The current bill is a Rube Goldberg nightmare with giveaways to insurers, BigPharma, and the medical industry. It is difficult to see how costs will be contained. More but not all Americans will be covered but it is unclear if their health will improve because health was never a focus of this bill. And although most industrialized countries have a single payer or variant that works, you have to wonder why all that experience was so blithefully ignored for what Obama has called an American approach.
This one was so super, ralphbon, that I’ve got to tip my cap.
In my case, as you know, you’re preaching not merely to the converted but the borderline civil disobendient.
Indeed, I even disobey the rules of spelling.

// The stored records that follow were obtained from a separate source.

PR #231, opened 2021-10-05
Add runner SAs by default

aherbst-broad:
## Why

We should have the correct permissions and region on new datasets.

## This PR
* Adds the needed runner SAs + removes code that prevented explicit setting of region when creating a dataset in prod.


quazi-broad (approved):
👍🏽

PR #232, opened 2021-10-06
Validate input_prefix

aherbst-broad:
## Why

A bad input prefix will silently pass through dataflow and is difficult to debug downstream. We should fail the pipeline early when we encounter one.

## This PR
* Adds checks for `gs://` and no trailing slash, related tests.


quazi-broad (approved):
changes lgtm, it will be helpful to catch those invalid urls up front with this validation

PR #235, opened 2021-10-07
Remove dead code

aherbst-broad:
## Why

The egress validation pipeline is no longer used, we validate as part of the load_hca pipeline.

## This PR
* Removes the pipeline and associated tests


quazi-broad (approved):
Removal of the validate_egress code looks good to me.

PR #237, opened 2021-10-12
Fix dataset tool to make dataset policy members optional

aherbst-broad:
## Why

The policy members arg is optional for this tool.

## This PR
* Checks if the arg is present before attempting to parse it

## Checklist


quazi-broad (approved):
This resolved the issue I was seeing when creating a dataset using the CLI tool.
Will update the monster ops playbook to reflect the changes

PR #252, opened 2021-11-01
Add ability to add a snapshot policy member to all snapshots matching…

aherbst-broad:
## Why

We need to add SAs and other groups as readers to many snapshots occasionally, this automates that process.

## This PR
* Add an option to the `snapshot.py` script to bulk add a policy member to snapshots matching a filter string. 

## Checklist


quazi-broad (approved):
This will save time when we have to add policy members to snapshots

PR #257, opened 2021-11-02
Use in proc executor when cutting snapshots to avoid snapshot name ch…

aherbst-broad:
## Why

The snapshot name is dynamically determined when instantiating resources during pipeline execution. When the snapshot creation process crosses date boundaries, the snapshot name can change if we are using the multiprocess executor. 

## This PR
* Switches to the in-proc executor to avoid snapshot name changes

## Checklist


quazi-broad (approved):
Good catch

PR #259, opened 2021-11-16
Fix assertion in e2e test

aherbst-broad:
## Why

The staging area we are ingesting as part of this test only has analysis files, so the assertion is incorrect.
## This PR
* Fixes the assertion
## Checklist


quazi-broad (approved):
lgtm

PR #294, opened 2023-02-28
Di 20 monster hca dev env

bahill:
## Why

[Relevant ticket](https://broadinstitute.atlassian.net/browse/DI-20)
Adding Docker Compose Dev env to speed up and simplify dev env setup

## Checklist
- [ x] Documentation has been updated as needed.

### DIFF
--- a/Dockerfile
+++ b/Dockerfile
@@ -115,10 +115,11 @@ RUN mv /hca_manage /orchestration/. \
 
 CMD ["bin/bash"]
 
+# to build and run locally
 # docker build -t us-east4-docker.pkg.dev/broad-dsp-monster-hca-dev/monster-dev-env/hca_ingest_compose_dev_env:<new_version> .
 # docker run --rm -it us-east4-docker.pkg.dev/broad-dsp-monster-hca-dev/monster-dev-env/hca_ingest_compose_dev_env:<new_version>
 
-# to push to Artifact Registry
+# to build and push to Artifact Registry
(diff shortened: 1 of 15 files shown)


bahill:
OK - time to fight with the linter

Dockerfile
```diff
@@ -0,0 +1,127 @@
+## Builds the hca-ingest dev env image
+
+# This is the Dagster user code deployment image
+# Dockerfile is located in orchestration/Dockerfile
+# FROM us.gcr.io/broad-dsp-gcr-public/monster-hca-dagster:latest
+FROM us.gcr.io/broad-dsp-gcr-public/monster-hca-dagster:WIP_bhill
```
aherbst-broad, line 6: Will this eventually point at non-WIP tag?

docker-compose.yaml
```diff
@@ -0,0 +1,11 @@
+services:
```
aherbst-broad, line 1: I'm curious why docker compose is needed if the only service being run is a single container.

aherbst-broad (commented):
I can't view the relevant ticket, can you provide a bit more context about why this is necessary vs running in a venv?

docker-compose.yaml
bahill: Using Docker compose is allowing me to work in my local git clone but use the cached dev env.
https://github.com/ArjanCodes/2022-docker

I could also have used --reload in a run command, but I like the syncing this method provides, and the configuration of the run via a file vs a long command line.

Dockerfile
bahill: Ok that's all set now. Thank you for catching that!

aherbst-broad (approved):
lgtm, thanks for the clarification.

PR #295, opened 2023-03-02
DI 207 part1 - upgrade to python3.9.12 

bahill:
## Why

[Relevant ticket](https://broadworkbench.atlassian.net/browse/DI-207)

## This PR
We need to update the project dependencies in order to accept the dependabot alerts - because we should and because Bernick requested that we do this.

Step 1
Github actions are failing because ubuntu-latest no longer supports Python 3.9.6
- updated to Python 3.9.12

## Checklist


.github/Dev/push-to-docker-bits.yaml
```diff
@@ -0,0 +1,33 @@
+name: Push to Docker bits
```
bahill, line 1: Wanted to iterated faster - this was just for testing and is in a dev folder now

aherbst-broad (approved):

PR #299, opened 2023-03-27
adding requirements.txt for sourceclear scans

bahill:
## Why

[SourceClear doesn't support poetry](https://broadinstitute.slack.com/archives/CADU7L0SZ/p1679948642433369?thread_ts=1679939402.459169&cid=CADU7L0SZ)

## This PR
Adding requirements.txt to /orchestration

## Checklist


.github/linters/.jscpd.json
bahill, line 1: This is a config file for the jscpd linter which helps catch copy paste errors in your code, but in this case I expect there to be matches in a requirements file, given the dependency trees, so I don't want the linter to look over the requirements.txt.

bahill:
FYI - https://broadworkbench.atlassian.net/browse/DI-240 - the requirements.txt will need to be re-generated when dependencies are updated, so an action will be created to do this when there is a PR to main in the hca-ingest repository

KutnerBroadie (approved):

KutnerBroadie (approved):

PR #307, opened 2023-08-14
DI-273 update scratch config to use new us multi region bucket

bahill:
## Why

[DI-273](https://broadworkbench.atlassian.net/browse/DI-273)

## This PR
The [diff run during the load portion of the HCA ingest pipeline](https://github.com/DataBiosphere/hca-ingest/blob/b882471b283af12ab44a77fadadf9291c6d56085/orchestration/hca_orchestration/solids/load_hca/data_files/load_data_files.py#L76) does an external join against the buckets and bq is balking because BigQuery & Dataflow were not touched during this move, leaving them in US multi-region.

The suggested solution is to create a new multi-region scratch bucket. This will contain only the scratch data we process during this interim period, thus still garnering the cost savings on the now single-region bucket, while unblocking this production workflow.

## Checklist

[DI-273]: https://broadworkbench.atlassian.net/browse/DI-273?atlOrigin=eyJpIjoiNWRkNTljNzYxNjVmNDY3MDlhMDU5Y2ZhYzA5YTRkZjUiLCJwIjoiZ2l0aHViLWNvbS1KU1cifQ


bahill:
Not sure why the IDE had old commit in here... I'll fix those when resolving the merge conflicts and makes sure to clear out my IDE

ncalvanese1 (approved):

aherbst-broad (approved):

ralphbon, thanks very much, recommended.
Don’t you mean “uniquely American”? ;-)
And you’re right, the bill is going to be completely watered down and be complicated and ineffectual in order for Obama to assuage his co-dependent psychosis of trying to appease to the status quo of the economic elitists
Oh, and the fact that it is complicated is going to guarantee that American’s are not going to get anything close to what’s needed
And the bill has a mortal marketing flaw – complication. How are you going to sell it to the 70% (guess) of the American public in middle America that get their info from the teevee and talk radio
Check out the chart
The 24/7 Fox News and radio show talking points are going to be “bureaucracy, red tape, soviet-style regulations, complicated arcane rules, tax increases for the rich which will kill job creation, huge increases in deficit spending, bureaucrats choose who’s covered …”
Good luck fighting that
As opposed to the simplicity of single-payer “everybody in, nobody out.” It’s cheaper; creates jobs; creates tax revenue rather than being a burden; and everybody’s in, rich or poor
But then what do I know?
Indeed, great diary, heartily rec’d.
You forgot: “rationed care” and “won’t get to choose your own doctor” [although I guess they’d include that under “Soviet-style regulations].
Great diary. Thanks.
Ralph, more shock and awe.
Lobby money’s tidal wave once again sinks all taypayer boats.
Thanks for this. I think of the old Mr. Smith Goes to Washington movie. The machines are still so alive and well.
Excuse me, I have to go exercise and eat some veggies. I can’t afford to not be well in this anti-humanity profit-pirate society.